### Instructions for the task
Nothing past the line containing "- Template structure" belongs in the output. Copy exactly every line of the data below from the first up to and including it.

### Exercise data
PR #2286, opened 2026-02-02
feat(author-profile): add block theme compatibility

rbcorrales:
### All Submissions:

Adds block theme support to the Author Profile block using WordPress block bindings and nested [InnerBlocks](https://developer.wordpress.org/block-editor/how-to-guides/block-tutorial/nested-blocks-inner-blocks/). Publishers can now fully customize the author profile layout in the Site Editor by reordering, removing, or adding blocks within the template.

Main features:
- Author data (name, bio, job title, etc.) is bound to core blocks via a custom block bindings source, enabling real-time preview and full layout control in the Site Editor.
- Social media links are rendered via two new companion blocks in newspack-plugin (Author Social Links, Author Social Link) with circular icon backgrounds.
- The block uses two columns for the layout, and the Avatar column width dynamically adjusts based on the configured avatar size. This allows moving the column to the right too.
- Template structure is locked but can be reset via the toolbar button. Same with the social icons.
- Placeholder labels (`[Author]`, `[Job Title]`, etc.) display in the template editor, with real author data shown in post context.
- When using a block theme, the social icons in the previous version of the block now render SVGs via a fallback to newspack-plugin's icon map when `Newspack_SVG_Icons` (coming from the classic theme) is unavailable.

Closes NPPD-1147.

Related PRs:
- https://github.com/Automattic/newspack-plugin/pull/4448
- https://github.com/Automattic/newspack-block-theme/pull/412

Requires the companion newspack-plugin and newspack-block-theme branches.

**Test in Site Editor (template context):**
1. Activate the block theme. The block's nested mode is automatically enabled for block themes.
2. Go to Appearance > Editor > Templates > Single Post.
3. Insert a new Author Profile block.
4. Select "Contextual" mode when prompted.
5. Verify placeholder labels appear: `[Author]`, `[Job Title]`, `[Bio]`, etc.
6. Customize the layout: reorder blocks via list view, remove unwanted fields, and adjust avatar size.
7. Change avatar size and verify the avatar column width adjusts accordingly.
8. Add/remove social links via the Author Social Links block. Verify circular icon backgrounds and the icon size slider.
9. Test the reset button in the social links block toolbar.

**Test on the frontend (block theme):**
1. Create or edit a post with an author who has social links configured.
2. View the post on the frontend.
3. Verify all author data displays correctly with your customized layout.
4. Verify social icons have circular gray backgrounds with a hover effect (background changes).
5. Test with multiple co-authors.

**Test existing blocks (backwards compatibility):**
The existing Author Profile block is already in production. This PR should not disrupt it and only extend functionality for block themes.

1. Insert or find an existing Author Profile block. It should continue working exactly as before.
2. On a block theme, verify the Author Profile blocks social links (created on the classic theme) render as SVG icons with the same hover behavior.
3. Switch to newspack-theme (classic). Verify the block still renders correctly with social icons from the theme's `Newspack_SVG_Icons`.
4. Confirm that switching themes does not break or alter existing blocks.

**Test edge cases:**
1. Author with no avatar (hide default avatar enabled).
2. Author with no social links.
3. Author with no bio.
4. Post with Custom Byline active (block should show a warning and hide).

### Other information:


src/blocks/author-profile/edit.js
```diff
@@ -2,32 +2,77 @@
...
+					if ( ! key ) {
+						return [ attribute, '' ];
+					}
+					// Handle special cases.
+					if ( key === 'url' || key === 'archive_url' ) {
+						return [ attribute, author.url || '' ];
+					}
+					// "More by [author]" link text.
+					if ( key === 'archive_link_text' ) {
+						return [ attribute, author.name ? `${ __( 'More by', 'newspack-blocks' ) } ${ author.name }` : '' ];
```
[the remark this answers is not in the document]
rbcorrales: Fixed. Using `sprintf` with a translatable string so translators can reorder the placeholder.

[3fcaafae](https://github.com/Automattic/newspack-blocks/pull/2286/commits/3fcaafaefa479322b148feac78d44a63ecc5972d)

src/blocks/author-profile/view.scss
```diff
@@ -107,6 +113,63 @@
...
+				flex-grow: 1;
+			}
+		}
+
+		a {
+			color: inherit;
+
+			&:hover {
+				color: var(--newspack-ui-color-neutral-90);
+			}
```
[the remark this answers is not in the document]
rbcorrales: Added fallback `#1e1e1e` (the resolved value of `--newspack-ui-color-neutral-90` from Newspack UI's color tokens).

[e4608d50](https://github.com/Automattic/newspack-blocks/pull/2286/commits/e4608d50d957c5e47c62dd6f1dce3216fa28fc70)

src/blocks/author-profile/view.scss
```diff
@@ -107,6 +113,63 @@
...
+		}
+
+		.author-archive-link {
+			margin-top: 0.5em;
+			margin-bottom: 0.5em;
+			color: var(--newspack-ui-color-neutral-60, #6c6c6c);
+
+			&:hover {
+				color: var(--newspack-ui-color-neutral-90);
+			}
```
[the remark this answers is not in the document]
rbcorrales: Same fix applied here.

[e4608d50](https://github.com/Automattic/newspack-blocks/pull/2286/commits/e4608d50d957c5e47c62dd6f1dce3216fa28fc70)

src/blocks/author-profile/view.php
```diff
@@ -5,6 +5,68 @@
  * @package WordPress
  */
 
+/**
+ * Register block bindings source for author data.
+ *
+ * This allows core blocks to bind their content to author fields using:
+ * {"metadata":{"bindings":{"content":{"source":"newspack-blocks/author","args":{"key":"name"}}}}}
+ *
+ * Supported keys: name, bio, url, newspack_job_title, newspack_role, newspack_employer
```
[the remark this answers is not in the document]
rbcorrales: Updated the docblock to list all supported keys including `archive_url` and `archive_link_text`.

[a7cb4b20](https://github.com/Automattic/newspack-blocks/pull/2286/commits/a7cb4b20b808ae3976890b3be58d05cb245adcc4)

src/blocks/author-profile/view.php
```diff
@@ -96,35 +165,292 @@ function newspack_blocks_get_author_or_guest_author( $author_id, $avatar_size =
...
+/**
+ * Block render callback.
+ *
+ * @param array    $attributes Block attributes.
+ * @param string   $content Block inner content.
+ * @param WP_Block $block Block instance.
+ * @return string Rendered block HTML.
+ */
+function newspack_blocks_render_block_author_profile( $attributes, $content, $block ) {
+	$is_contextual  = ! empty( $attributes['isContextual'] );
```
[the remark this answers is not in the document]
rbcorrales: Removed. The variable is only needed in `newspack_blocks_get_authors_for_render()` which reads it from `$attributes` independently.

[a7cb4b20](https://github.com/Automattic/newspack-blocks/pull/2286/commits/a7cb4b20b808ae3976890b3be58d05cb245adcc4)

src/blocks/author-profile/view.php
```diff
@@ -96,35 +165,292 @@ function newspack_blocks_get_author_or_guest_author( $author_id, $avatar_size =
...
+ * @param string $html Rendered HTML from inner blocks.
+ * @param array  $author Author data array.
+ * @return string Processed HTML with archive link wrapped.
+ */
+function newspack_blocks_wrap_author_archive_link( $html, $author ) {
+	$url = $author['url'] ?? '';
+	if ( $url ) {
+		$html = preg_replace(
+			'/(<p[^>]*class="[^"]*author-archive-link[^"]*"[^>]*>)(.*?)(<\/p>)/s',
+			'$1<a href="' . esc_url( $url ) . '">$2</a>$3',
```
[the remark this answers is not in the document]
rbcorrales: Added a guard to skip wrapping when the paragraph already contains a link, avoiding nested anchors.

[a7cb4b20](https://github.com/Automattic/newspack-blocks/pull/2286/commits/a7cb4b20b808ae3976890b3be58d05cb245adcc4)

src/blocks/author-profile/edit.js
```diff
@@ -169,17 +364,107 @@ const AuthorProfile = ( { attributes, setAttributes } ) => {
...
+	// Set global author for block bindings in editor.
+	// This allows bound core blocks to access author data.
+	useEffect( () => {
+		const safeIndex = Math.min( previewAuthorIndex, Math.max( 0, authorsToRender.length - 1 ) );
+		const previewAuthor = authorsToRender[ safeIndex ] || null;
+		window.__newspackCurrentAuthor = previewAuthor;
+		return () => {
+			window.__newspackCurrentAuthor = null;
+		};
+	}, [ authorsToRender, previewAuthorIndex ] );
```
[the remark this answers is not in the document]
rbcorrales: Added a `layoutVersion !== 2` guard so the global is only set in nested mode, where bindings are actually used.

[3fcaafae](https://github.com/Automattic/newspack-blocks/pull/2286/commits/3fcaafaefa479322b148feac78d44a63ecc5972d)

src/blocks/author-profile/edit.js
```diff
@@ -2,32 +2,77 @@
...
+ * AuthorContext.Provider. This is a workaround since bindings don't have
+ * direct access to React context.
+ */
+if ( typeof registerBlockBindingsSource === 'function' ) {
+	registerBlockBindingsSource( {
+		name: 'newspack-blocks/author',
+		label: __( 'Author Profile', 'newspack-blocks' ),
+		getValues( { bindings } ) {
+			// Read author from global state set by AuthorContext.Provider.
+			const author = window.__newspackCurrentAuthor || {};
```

### Solution to the exercise
PR #2286, opened 2026-02-02
feat(author-profile): add block theme compatibility

rbcorrales:
### All Submissions:

Adds block theme support to the Author Profile block using WordPress block bindings and nested [InnerBlocks](https://developer.wordpress.org/block-editor/how-to-guides/block-tutorial/nested-blocks-inner-blocks/). Publishers can now fully customize the author profile layout in the Site Editor by reordering, removing, or adding blocks within the template.

Main features:
- Author data (name, bio, job title, etc.) is bound to core blocks via a custom block bindings source, enabling real-time preview and full layout control in the Site Editor.
- Social media links are rendered via two new companion blocks in newspack-plugin (Author Social Links, Author Social Link) with circular icon backgrounds.
- The block uses two columns for the layout, and the Avatar column width dynamically adjusts based on the configured avatar size. This allows moving the column to the right too.
- Template structure is locked but can be reset via the toolbar button. Same with the social icons.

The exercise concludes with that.